Erosion is the process of moving rock or sediment from one area to another. There are
several different forces that can act as agents of erosion. These include water, wind, ice,
and gravity. The strength of water, wind, and ice varies. The more powerful these
erosional agents, the bigger the pieces of rocks they move. For example, a slight breeze
can blow dirt and sand around, but hurricane-force winds can move boulders. Typically,
water in rivers moves sediment from upstream to downstream and the water usually
deposits that sediment into bays, gulfs, or oceans. Wind moves sediment along Earth’s
surface and is an important erosional agent in flat areas, such as in deserts or on the
plains. Ice is one of the most powerful erosional agents. A glacier can drag large boulders
under its ice and deposit the boulders hundreds to thousands of miles away. Gravity
moves rocks and sediments downhill. Landslides and mudslides are erosional events
where rocks and sediments are moved from a high elevation to a low elevation (due to
gravity). Eroded materials are deposited when gravity overcomes the force of the
erosional agent. For example, in a river, sediments deposit when the force of the moving
water can no longer overcome the force of gravity.

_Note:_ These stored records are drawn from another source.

PR #3001, opened 2023-04-16
events: improve hidden_kernel_module

OriGlassman:
Add improvements:
- Run after a kernel module was loaded (in addition to periodically)
- Address possible race condition that my cause false-positive

### 2. Explain how to test it

./tracee -f e=hidden_kernel_module

### DIFF
--- a/pkg/ebpf/c/tracee.bpf.c
+++ b/pkg/ebpf/c/tracee.bpf.c
@@ -583,21 +583,54 @@ int tracepoint__sched__sched_process_fork(struct bpf_raw_tracepoint_args *ctx)
 // number of iterations - value that the verifier was seen to cope with - the higher, the better
 #define MAX_NUM_MODULES 600
 
-// This map is only used from kernels 5.2 and above.
-// If we won't create the map, the userspace will receive an error when interacting with it,
-// and since the userspace is not kernel version aware, it won't know whether it's because
-// the map simply wasn't created due to kernel version, or something unexpected failed.
-BPF_HASH(modules_map, u64, kernel_module_t, MAX_NUM_MODULES);
+enum
+{
+    PROC_MODULES = 1 << 0,
+    KSET = 1 << 1,
+    MOD_TREE = 1 << 2,
+    NEW_MOD = 1 << 3,
+    FULL_SCAN = 1 << 30,
+    HIDDEN_MODULE = 1 << 31,
+};
 
-void __always_inline send_hidden_module(u64 mod_addr, char *mod_name, program_data_t *p)
+// Forcibly create the map in all kernels, even when not needed, due to lack of
+// support for kernel version awareness about map loading errors.
+
+BPF_HASH(modules_map, u64, kernel_module_t, MAX_NUM_MODULES);
+BPF_HASH(new_module_map, u64, kernel_new_mod_t, MAX_NUM_MODULES);
+
+// We only care for modules that got deleted or inserted between our scan and if
+// we detected something suspicious. Since it's a very small time frame, it's
+// not likely that a large amount of modules will be deleted. Instead of saving
+// a map of deleted modules, we could have saved the last deleted module
+// timestamp and, if we detected something suspicious, verify that no modules
+// got deleted between our check. This is preferable space-wise (u64 instead of
+// a map), but an attacker might start unloading modules in the background and
+// race with the check in order to abort reporting for hidden modules.
+
+BPF_LRU_HASH(recent_deleted_module_map, u64, kernel_deleted_mod_t, 50);
+BPF_LRU_HASH(recent_inserted_module_map,
+             u64,
+             kernel_new_mod_t,
+             50); // Likewise for module insertion
+
+void __always_inline lkm_seeker_send_to_userspace(struct module *mod, u32 *flags, program_data_t *p)
 {
     reset_event_args(p);
+    u64 mod_addr = (u64) mod;
+    char *mod_name = mod->name;
+    const char *mod_srcversion = BPF_CORE_READ(mod, srcversion);
+
     save_to_submit_buf(p->event, &mod_addr, sizeof(u64), 0);
     save_bytes_to_buf(p->event,
                       (void *) mod_name,
                       MODULE_NAME_LEN & MAX_MEM_DUMP_SIZE,
-                      1); // this is actually a string, the argument is saved as bytes since the
-                          // verifier didn't like it as str
+                      1); // string saved as bytes (verifier issues).
+    save_to_submit_buf(p->event, flags, sizeof(u32), 2);
+    save_bytes_to_buf(p->event,
+                      (void *) mod_srcversion,
+                      MODULE_SRCVERSION_MAX_LENGTH & MAX_MEM_DUMP_SIZE,
+                      3); // string saved as bytes (verifier issues).
 
     events_perf_submit(p, HIDDEN_KERNEL_MODULE_SEEKER, 0);
 }
@@ -638,17 +671,37 @@ statfunc bool init_shown_modules()
         }
     }
 
-    return !iterated_all_modules; // false is valid value
+    return !iterated_all_modules; // False is valid value
 }
+
+static u64 start_scan_time_init_shown_mods = 0;
+static u64 last_module_insert_time = 0;
 
 statfunc bool is_hidden(u64 mod)
 {
     kernel_module_t *mod_from_map = bpf_map_lookup_elem(&modules_map, &mod);
-    if (mod_from_map == NULL) {
-        return true; // if we don't find the module in our map, it means the module is hidden
-    } else {
-        return !mod_from_map->seen_modules_list; // if it wasn't seen in modules list, it's hidden
+    if (mod_from_map != NULL && mod_from_map->seen_modules_list) {
+        return false;
     }
+
+    // Verify that this module wasn't removed after we initialized modules_map
+    kernel_deleted_mod_t *deleted_mod = bpf_map_lookup_elem(&recent_deleted_module_map, &mod);
+    if (deleted_mod && deleted_mod->deleted_time > start_scan_time_init_shown_mods) {
+        // This module got deleted after the start of the scan time.. So there
+        // was a valid remove, and it's not hidden.
+        return false;
+    }
+
+    // Verify that this module wasn't inserted after we initialized modules_map
+    kernel_new_mod_t *recent_insert_mod = bpf_map_lookup_elem(&recent_inserted_module_map, &mod);
+    if (!recent_insert_mod ||
+        (recent_insert_mod->insert_time != 0 && // If insert_time is 0, it means the module is
+                                                // currently being inserted - it's not hidden.
+         recent_insert_mod->insert_time <= start_scan_time_init_shown_mods)) {
+        return true;
+    }
+
+    return false;
 }
 
 statfunc bool find_modules_from_module_kset_list(program_data_t *p)
@@ -659,6 +712,7 @@ statfunc bool find_modules_from_module_kset_list(program_data_t *p)
     struct kobject *pos = list_first_entry_ebpf(head, typeof(*pos), entry);
     struct kobject *n = list_next_entry_ebpf(pos, entry);
     bool finished_iterating = false;
+    u32 flags = KSET | HIDDEN_MODULE;
 
 #pragma unroll
     for (int i = 0; i < MAX_NUM_MODULES; i++) {
@@ -675,7 +729,7 @@ statfunc bool find_modules_from_module_kset_list(program_data_t *p)
             struct module *mod = BPF_CORE_READ(mod_kobj, mod);
             if (mod) {
                 if (is_hidden((u64) mod)) {
-                    send_hidden_module((u64) mod, mod->name, p);
+                    lkm_seeker_send_to_userspace(mod, &flags, p);
                 }
             }
         }
@@ -687,7 +741,7 @@ statfunc bool find_modules_from_module_kset_list(program_data_t *p)
     return !finished_iterating;
 }
 
-BPF_QUEUE(walk_mod_tree_queue, rb_node_t, 2048); // used to walk a rb tree
+BPF_QUEUE(walk_mod_tree_queue, rb_node_t, MAX_NUM_MODULES); // used to walk a rb tree
 
 statfunc struct latch_tree_node *__lt_from_rb(struct rb_node *node, int idx)
 {
@@ -700,6 +754,7 @@ statfunc bool walk_mod_tree(program_data_t *p, struct rb_node *root, int idx)
     struct module *mod;
     bool finished_iterating = false;
     struct rb_node *curr = root;
+    u32 flags = MOD_TREE | HIDDEN_MODULE;
 
 #pragma unroll
     for (int i = 0; i < MAX_NUM_MODULES; i++) {
@@ -719,7 +774,7 @@ statfunc bool walk_mod_tree(program_data_t *p, struct rb_node *root, int idx)
                 mod = BPF_CORE_READ(container_of(ltn, struct mod_tree_node, node), mod);
 
                 if (is_hidden((u64) mod)) {
-                    send_hidden_module((u64) mod, mod->name, p);
+                    lkm_seeker_send_to_userspace(mod, &flags, p);
                 }
 
                 /* We have visited the node and its left subtree.
@@ -753,6 +808,36 @@ statfunc bool find_modules_from_mod_tree(program_data_t *p)
     return walk_mod_tree(p, node, seq & 1);
 }
 
+static __always_inline u64 check_new_mods_only(program_data_t *p)
+{
+    struct module *pos, *n;
+    u64 start_scan_time = bpf_ktime_get_ns();
+    char modules_sym[8] = "modules";
+    kernel_new_mod_t *new_mod;
+    u64 mod_addr;
+    struct list_head *head = (struct list_head *) get_symbol_addr(modules_sym);
+
+    pos = list_first_entry_ebpf(head, typeof(*pos), list);
+    n = pos;
+
+#pragma unroll
+    for (int i = 0; i < MAX_NUM_MODULES; i++) {
+        pos = n;
+        n = list_next_entry_ebpf(n, list);
+        if (&pos->list == head) {
+            return start_scan_time; // To be used in userspace
+        }
+
+        mod_addr = (u64) pos;
+        new_mod = bpf_map_lookup_elem(&new_module_map, &mod_addr);
+        if (new_mod) {
+            new_mod->last_seen_time = bpf_ktime_get_ns();
+        }
+    }
+
+    return 0;
+}
+
 statfunc bool check_is_proc_modules_hooked(program_data_t *p)
 {
     struct module *pos, *n;
@@ -760,6 +845,7 @@ statfunc bool check_is_proc_modules_hooked(program_data_t *p)
     char modules_sym[8] = "modules";
     kernel_module_t *mod_from_map;
     struct list_head *head = (struct list_head *) get_symbol_addr(modules_sym);
+    u32 flags = PROC_MODULES | HIDDEN_MODULE;
 
     pos = list_first_entry_ebpf(head, typeof(*pos), list);
     n = pos;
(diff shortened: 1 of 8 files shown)


pkg/events/derive/hidden_kernel_module.go
```diff
@@ -25,36 +26,83 @@ import (
 
 var (
 	foundHiddenKernModsCache *lru.Cache
+	wakeupChannel            = make(chan ScanRequest)
```
NDStrahilevitz, line 29: This introduces pretty severe coupling between the big tracee object and the derive module.
Any problem with the channel now like being full and somehow missing the read from it, would cause a lock in the channel and potentially a lock in tracee as a whole.
However I see why this happened, the logic of scanning would, in a regular ebpf event, likely be handled in the `processEvents` part of the pipeline.
I think this shows we need another post-derive process stage in the pipeline to accommodate derived event processing.

pkg/events/derive/hidden_kernel_module.go
```diff
@@ -25,36 +26,83 @@ import (
...
+			return nil, err
+		}
+		srcversion := string(srcversionBytes[:bytes.IndexByte(srcversionBytes[:], 0)]) // Remove the trailing terminating characters
+
+		flags, err := parse.ArgVal[uint32](&event, "flags")
+		if err != nil {
+			return nil, err
 		}
 
+		if flags&procModules != 0 {
```
NDStrahilevitz, line 78:
```suggestion
		if flags&procModules {
```

NDStrahilevitz: ditto for the next `if`s.

pkg/events/derive/hidden_kernel_module.go
```diff
@@ -81,13 +129,16 @@ func clearMap(bpfMap *bpf.BPFMap) error {
 	return nil
 }
 
+func GetWakeupChannelRead() <-chan ScanRequest {
```
NDStrahilevitz, line 132: See, now anything can read from this module's messaging. So another module calls this and starts extracting messaging and now there's a conflict between it and `tracee.go`.
There's likely a way to avoid cross module messaging here.

NDStrahilevitz (dismissed):
The design of channel messaging between `derive` and `tracee.go` causes direct coupling between the implementation of the derived event and tracee itself.
As in: If we wanted to separate the event out into a plugin for example, it would be difficult, if not impossible to do so.
As i've written in the first comment, I think most of the logic here should move to a new pipeline stage happening after the derive stage.
Alternatively: maybe a separate `modscan` package should be added with parallel module scanning logic that can be initialized by the tracee object (although this will require some future development to how tracee registers such objects).

pkg/events/derive/hidden_kernel_module.go
OriGlassman: "Any problem with the channel now like being full and somehow missing the read from it, would cause a lock in the channel and potentially a lock in tracee as a whole."

The receiving end runs in a goroutine so can't block tracee. I could publish to the channel in a goroutine as well, if the thread that runs the derived event code is the same one who does all the other stuff.

NDStrahilevitz: It's also in its own pipeline thread. But the problem of extendability remains (the code can't be separated out from tracee as a whole).

pkg/events/derive/hidden_kernel_module.go
OriGlassman: I don't see any reason why it would be called elsewhere (I'm guessing the design is what you're worried about), but I could move everything to hidden_kernel_module.go and make the channel "private". Assuming I can move the uprobed function (triggerKernelModuleSeeker) from tracee.go to my derived event, my only problem is the kernelSymbols which I need to read periodically, that is under Tracee object.

pkg/events/derive/hidden_kernel_module.go
OriGlassman: Without it the compiler yells:
pkg/events/derive/hidden_kernel_module.go:78:6: non-boolean condition in if statement

rafaeldtinoco:
I also want to review this one. One thing I spotted in code already merged:

```go
func clearMap(bpfMap *bpf.BPFMap) error {
	var err error

	var iter = bpfMap.Iterator()
	for iter.Next() {
		addr := binary.LittleEndian.Uint64(iter.Key())
		err = bpfMap.DeleteKey(unsafe.Pointer(&addr))

		if err != nil {
			logger.Errorw("err occurred DeleteKey: " + err.Error())
			return err
		}
	}

	return nil
}
```

There is a batch libbpf function for that, way more performatic I believe. Check:

https://github.com/aquasecurity/libbpfgo/blob/main/selftest/map-batch/main.go/#L112-L118

rafaeldtinoco:
Algo, you forgot to raise capabilities at:

https://github.com/aquasecurity/tracee/blob/main/pkg/ebpf/tracee.go/#L1455-L1459

```go
	modsMap, err := t.bpfModule.GetMap("modules_map")
	if err != nil {
		logger.Errorw("err occurred GetMap: " + err.Error())
		return
	}
```

So, now that E2E tests are dropping capabilities by default, they're failing with:

```
[2023-04-21T03:47:51.930Z] {"level":"error","ts":1682048788.2915356,"msg":"Ignored key without a value.","ignored":"failed to update map modules_map: operation not permitted"}
```

pkg/events/derive/hidden_kernel_module.go
```diff
@@ -25,69 +26,188 @@ import (
...
 
-		return []interface{}{addrHex, string(name)}, nil
+		foundHiddenKernModsCache.Add(address, struct{}{}) // So we won't report multiple times
+
+		return []interface{}{addrHex, name, srcversion}, nil
 	}
 }
 
-func InitFoundHiddenModulesCache() error {
+func newModsCheckForHidden(startScanTime uint64, flags uint32) error {
```
rafaeldtinoco, line 130: Could you please "godoc" all the functions with a brief description of what they do and why ?

pkg/events/derive/hidden_kernel_module.go
rafaeldtinoco: > the logic of scanning would, in a regular ebpf event, likely be handled in the processEvents part of the pipeline.

> I think this shows we need another post-derive process stage in the pipeline to accommodate derived event processing.

I agree with @NDStrahilevitz here. We need a `processEvents` for the derived events. I would say this "wakeupChannel" should be global - for the derived pkgs - for all derived events scheduling callbacks to it, and not particular to a single event derived logic implementation. The callback would have a pointer for a function to be executed, with arguments (just like any other work queue implementation).

BUUUT I also think its too much for this PR. I think @OriGlassman should finish this work, and we should stop with all the uprobe triggering stuff until we DECOUPLE the uprobe/hooking functions/logic from the ebpf package. I prefer the opportunistic refactor approach but it did not happen since the first hooking logic was added, so...

Also, please note some things that CAN be done now:

1. spin off the hidden_kernel_module related functions to a new file in the golang ebpf package
2. spin off all the eBPF functions related to hidden kernel modules to a eBPF source file
3. improve overall documentation (not only function descriptions and summaries, but also the full logic).

About (3):

Logic to be documented for first code readers: from time to time trigger the hidden module investigation, multiple techniques using tailcalls, sending to userland but not reporting, investigating again, sending back and forth until finally user is warned.

Note: I know there is some description to this already, but it does not correspond to the entire logic and chronology of what happens when. Also, the code is already open source, so by fully documenting it we are only helping ourselves to maintain it in a near future (and not others, that will INEVITABLY copy the logic like done before).

pkg/events/derive/hidden_kernel_module.go
```diff
@@ -25,69 +26,188 @@ import (
...
+			return nil, err
+		}
+
+		if nameBytes == nil { // If we didn't parse it in procModules condition above, parse it now
+			nameBytes, err := parse.ArgVal[[]byte](&event, "name")
+			if err != nil {
+				return nil, err
+			}
+			name = string(nameBytes[:bytes.IndexByte(nameBytes[:], 0)]) // Remove the trailing terminating characters
+		}
```
rafaeldtinoco, line 111: This is the part I'm referring to as "the logic better documented", so when we have to support a bug here, for example, we don't have to re-read it all over (and can gain couple of hours).

Example: "we will receive this event once again with flags that will case it to be sent to user". What flags ? When will be sent to user ? How ? When will it come back ? Etc...

pkg/events/derive/hidden_kernel_module.go
rafaeldtinoco: IMO: lets have the logic working like it is, with no known issues after review, and then we should move this channel to something "generic" for all the event derivation logic in another PR (something like a "workqueue" logic for a derived events "processEvents" step (I mentioned this in a previous comment, based on a feedback already given by Nadav)).

The code is already too complex to include something like this now, IMHO: we should concentrate in having this work the best way, spin off code from big source files to their own files (so we can see all triggering related functions in a single place) and document it better.

I would move all the uprobe hook functions and methods from tracee object:

image

into its own file under ebpf package directory, for example.

rafaeldtinoco (changes requested):
@OriGlassman its a very ingenuous work (sorry it took me sometime to read your initial PR already merged and this one improving it). With that said, I left some comments on better documenting it, a few simple changes that might be good, positional changes into new files AND some capabilities raising fixes needed.

I did not take the time to check if the execution path of probes you used, for the race windows u mentioned, between the probes and event processing, could be mitigated by other type of probes, etc.

I know its more of a "research" thing, but I was wondering if this "flag based state machine" approach could be simplified by eBPF only logic making sure there are no races.

Either way, at the end, talking is cheaper than doing.. so good job =D

yanivagman:
@OriGlassman not sure what's the status here, 
both @NDStrahilevitz @rafaeldtinoco requested changes - is the PR ready for review?

OriGlassman:
> @OriGlassman not sure what's the status here, both @NDStrahilevitz @rafaeldtinoco requested changes - is the PR ready for review?

Was OOO for a couple of weeks, but I'm back now... PR should be ready in the next couple of days.

OriGlassman:
> I also want to review this one. One thing I spotted in code already merged:
> 
> ```go
> func clearMap(bpfMap *bpf.BPFMap) error {
> 	var err error
> 
> 	var iter = bpfMap.Iterator()
> 	for iter.Next() {
> 		addr := binary.LittleEndian.Uint64(iter.Key())
> 		err = bpfMap.DeleteKey(unsafe.Pointer(&addr))
> 
> 		if err != nil {
> 			logger.Errorw("err occurred DeleteKey: " + err.Error())
> 			return err
> 		}
> 	}
> 
> 	return nil
> }
> ```
> 
> There is a batch libbpf function for that, way more performatic I believe. Check:
> 
> https://github.com/aquasecurity/libbpfgo/blob/main/selftest/map-batch/main.go/#L112-L118

For that I need to know the keys in advance, no?

OriGlassman:
Ready for review from my side guys.. Thanks!
@rafaeldtinoco @yanivagman @NDStrahilevitz

pkg/ebpf/c/tracee.bpf.c
```diff
@@ -688,21 +743,25 @@ static __always_inline bool find_modules_from_module_kset_list(program_data_t *p
     return !finished_iterating;
 }
 
-BPF_QUEUE(walk_mod_tree_queue, rb_node_t, 2048); // used to walk a rb tree
+#if LINUX_VERSION_CODE >= KERNEL_VERSION(4, 20, 0) || defined(CORE)
```
rafaeldtinoco, line 746: 4,20 ? Either way, we do not support non CORE any longer. So you can remove this ifdef here.

pkg/ebpf/c/tracee.bpf.c
```diff
@@ -688,21 +743,25 @@ static __always_inline bool find_modules_from_module_kset_list(program_data_t *p
...
+BPF_QUEUE(walk_mod_tree_queue, rb_node_t, MAX_NUM_MODULES); // used to walk a rb tree
 
+    #ifdef CORE // in non CORE builds it's already defined
```
rafaeldtinoco, line 749: no need (only CORE supported now)

pkg/ebpf/c/tracee.bpf.c
```diff
@@ -585,21 +585,55 @@ int tracepoint__sched__sched_process_fork(struct bpf_raw_tracepoint_args *ctx)
...
+             u64,
+             kernel_new_mod_t,
+             50); // Likewise for module insertion
+
+void __always_inline lkm_seeker_send_to_userspace(struct module *mod, u32 *flags, program_data_t *p)
 {
     reset_event_args(p);
+    u64 mod_addr = (u64) mod;
+    char *mod_name = mod->name;
+    const char *mod_srcversion = READ_KERN(mod->srcversion);
```
rafaeldtinoco, line 623: READ_KERN was dropped, should use BPF_CORE_READ (and similar) macros (directly from libbpf UAPI headers).

pkg/ebpf/c/tracee.bpf.c
```diff
@@ -676,7 +731,7 @@ static __always_inline bool find_modules_from_module_kset_list(program_data_t *p
             struct module *mod = READ_KERN(mod_kobj->mod);
```
rafaeldtinoco, line 731: DITTO

pkg/ebpf/c/tracee.bpf.c
```diff
@@ -774,20 +865,32 @@ static __always_inline bool check_is_proc_modules_hooked(program_data_t *p)
...
+            if (start_scan_time_init_shown_mods - (2 * 1000000000) < last_module_insert_time) {
+                continue;
+            }
+
             // Check again with the address being the start of the memory area, since
             // there's a chance the module is in /proc/modules but not in /proc/kallsyms (since the
             // file can be hooked).
-            key = (u64) READ_KERN(pos->core_layout.base);
-            mod_from_map = bpf_map_lookup_elem(&modules_map, &key);
+            mod = (u64) READ_KERN(pos->core_layout.base);
```
rafaeldtinoco, line 886: ditto.

pkg/ebpf/c/tracee.bpf.c
```diff
@@ -3838,68 +4041,116 @@ int BPF_KPROBE(trace_do_init_module)
...
+        last_module_insert_time = insert_time;
 
-    // save module_data for kretprobe
-    bpf_map_update_elem(&module_init_map, &p.event->context.task.host_tid, &module_data, BPF_ANY);
+        if (!should_submit_module_load)
+            return 0;
+    }
 
-    return 0;
+    const char *version = READ_KERN(mod->version);
```
rafaeldtinoco, line 4067: ditto

pkg/ebpf/c/tracee.bpf.c
```diff
@@ -3838,68 +4041,116 @@ int BPF_KPROBE(trace_do_init_module)
...
+            return 0;
     }
 
-    // get next of original previous
-    struct list_head *orig_prev_ptr = (struct list_head *) (orig_module_data->prev);
-    u64 orig_prev_next_addr = (u64) READ_KERN(orig_prev_ptr->next);
-    // get previous of original next
-    struct list_head *orig_next_ptr = (struct list_head *) (orig_module_data->next);
-    u64 orig_next_prev_addr = (u64) READ_KERN(orig_next_ptr->prev);
+    const char *version = READ_KERN(mod->version);
```
rafaeldtinoco, line 4105: ditto

pkg/ebpf/c/tracee.bpf.c
```diff
@@ -3838,68 +4041,116 @@ int BPF_KPROBE(trace_do_init_module)
...
+        u64 addr = (u64) mod;
+        u32 flags = FULL_SCAN;
+        lkm_seeker_send_to_userspace((struct module *) addr, &flags, &p);
+        reset_event_args(&p); // Do not corrupt the buffer for the do_init_module event
+        if (!should_submit_do_init_module)
+            return 0;
+    }
+
+    // save strings to buf
+    const char *version = READ_KERN(mod->version);
```
rafaeldtinoco, line 4146: ditto

pkg/events/derive/hidden_kernel_module.go
```diff
@@ -38,34 +59,121 @@ func deriveHiddenKernelModulesArgs() deriveArgsFunction {
...
+// and reports if they are hidden
+func newModsCheckForHidden(startScanTime uint64, flags uint32) error {
+	// Since in old kernels it is not possible to iterate on a hashmap, the job is done here (userspace).
+	// It goes over a map that is maintained in the eBPF code (on each module insertion/deletion the map is updated),
+	// and checks if each module was seen (in modules list), and when was it inserted (to address race conditions).
+	// Based on this information, it determines whether it's hidden or not.
+	// If found hidden, it sends a message in the channel, which causes the address and the flags to get passed
+	// to the lkm submitter program (eBPF), which sends it back to userspace,
+	// this time with flags that will cause it to get submitted to the user as an event,
+	err := capabilities.GetInstance().Specific(
```
rafaeldtinoco, line 123: Should use the `EBPF` capabilities RING (it already contains the base line for all capabilities needed by picked events PLUS the ones needed for eBPF functions).

pkg/events/derive/hidden_kernel_module.go
```diff
@@ -38,34 +59,121 @@ func deriveHiddenKernelModulesArgs() deriveArgsFunction {
...
+	if err != nil {
+		logger.Errorw("Error occurred initializing kernel hidden modules: " + err.Error())
+	}
 	return err
 }
 
+// clearMap a utility to clear a map
 func clearMap(bpfMap *bpf.BPFMap) error {
-	err := capabilities.GetInstance().EBPF(
+	err := capabilities.GetInstance().Specific(
```
rafaeldtinoco, line 176: Should use the `EBPF` capabilities RING (it already contains the base line for all capabilities needed by picked events PLUS the ones needed for eBPF functions).

pkg/events/derive/hidden_kernel_module.go
```diff
@@ -74,94 +182,100 @@ func clearMap(bpfMap *bpf.BPFMap) error {
...
+func ClearModulesState() {
+	_ = clearMap(allModsMap)
+	_ = clearMap(recentDeletedModulesMap)  // We only care for modules that got deleted in the midst of a scan (and since we're not scanning now, clear the map)
+	_ = clearMap(recentInsertedModulesMap) // We only care for modules that got inserted in the midst of a scan (and since we're not scanning now, clear the map)
+}
 
-	err = capabilities.GetInstance().Specific(
+// FillModulesFromProcFs fills a map with modules from /proc/modules, to be checked in kernel-space for inconsistencies.
+func FillModulesFromProcFs(kernelSymbols helpers.KernelSymbolTable) error {
+	err := capabilities.GetInstance().Specific(
```
rafaeldtinoco, line 217: Should use the `EBPF` capabilities RING (it already contains the base line for all capabilities needed by picked events PLUS the ones needed for eBPF functions).

rafaeldtinoco: IF reading /proc/modules here needs another capability, then you can either add the capability to the base line (by adding as a requirement in the events.go event) OR, if this code is not **that frequent** you can use `Specific()` here, but with the capability event needed to read /proc/ fs only, not CAP_SYS_ADMIN).

rafaeldtinoco (commented):
I have added a few comments. The PR needs rebasing (and changing READ_KERN macro to BPF_CORE_READ). The rest, I have proposed a chore commit to your personal branch at https://github.com/OriGlassman/tracee/pull/1).

I believe we're close to merge, and I really want to spin this code out of tracee.bpf.c to something more "event specific" (I'll do it as chore actions later).

Nice work! I'll rebase myself tomorrow if you're out (Friday for you), lets see if we can get this merged before freezing the tree for the release. Cheers!

OriGlassman:
> I have added a few comments. The PR needs rebasing (and changing READ_KERN macro to BPF_CORE_READ). The rest, I have proposed a chore commit to your personal branch at [OriGlassman#1](https://github.com/OriGlassman/tracee/pull/1)).
> 
> I believe we're close to merge, and I really want to spin this code out of tracee.bpf.c to something more "event specific" (I'll do it as chore actions later).
> 
> Nice work! I'll rebase myself tomorrow if you're out (Friday for you), lets see if we can get this merged before freezing the tree for the release. Cheers!

Done

rafaeldtinoco (approved):
LGTM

Weathering, erosion, and deposition lead to changes in Earth’s surface. Scientists have
many tools at their disposal to keep track of these changes. Topographic maps show
changes to the elevation in an area. Elevation can be continuously measured, which
allows scientists to monitor how the elevation of an area changes over time. For example,
using a topographic map made ten years ago, scientists can re-measure the elevation of a
mountain on all sides and determine if one side of the mountain is being weathered and
eroded or not. Satellite technology also allows scientists to monitor how Earth’s surface
is changing. Once a year, Scientists can direct satellites to pass over the same area on
Earth’s surface and take a photograph of the area, allowing the scientists to measure how
the surface changes with time. They can observe mountains growing or shrinking,
glaciers retreating, and rivers changing shape and direction. Knowing how Earth’s
surface has changed in the past allows scientists to predict how Earth’s surface may
change in the future - due to the processes of weathering, erosion, and deposition.